A passenger from the middle row, however, said it was already pitch-black. “Total darkness,” he recalled.

An actual footage of the scene inside the plane taken minutes after the errant landing corroborates this. Nothing is heard apart from indistinct, terrified ramblings.

Some say “smoke” and others say “the smell of fuel” overtook the plane’s interior. Passengers would attest later on that some among them were crying, including a 7-month-old baby.

‘Speak in English’

There were attempts from the airline crew to contain the crowd’s panic. Most of them were already rushing to get their hand-carry bags from the overhead compartment.

“Wait lang po. Antayin natin yung announcement from the pilot,” a flight stewardess was quoted to have said. (Please wait. Let us wait for the announcement from the pilot.)

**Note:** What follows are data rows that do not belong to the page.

PR #474, opened 2021-11-10
feature(DTFS-4180): Portal - Ability to review a UKEF declined manual  inclusion application

IgnatG:
- general linting
- updated the packages
- core functionality for reviewing a declined application


trade-finance-manager-api/src/v1/api.js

She forgot to use a megaphone in addressing the plane’s 165 passengers and also forgot there was a foreigner in the crowd.

“Please speak in English,” the foreigner requested.

Bo steps in

Navy reservist Marlon Bo asked the pilot what the plan was, but he didn’t get a straight answer. That was the time he knew he had to step in.

(READ: CebuPac broke SOP to ‘evacuate passengers immediately’?)

The 31-year-old shipping consultant introduced himself as “Lieutenant Bo of the Philippine Navy” and asked if there were doctors, nurses, or soldiers in the plane who can help.

Nung moment na yun (At that moment), to tell you frankly, I was also afraid,” Marlon would later on recall in an interview. “Totoo yung sinasabi sa Navy (What they say in the Navy is true): Courage is not the absence of fear but the ability to control it.”

On June 14, Bo was awarded by the Philippine Navy at the Navy Reserve Command in Intramuros where he works every Saturday as a reservist.

“I wasn’t even on active duty, but I had to establish my authority for them to calm down,” he said, explaining why he introduced himself as Lieutenant when he wouldn’t do so in normal circumstances.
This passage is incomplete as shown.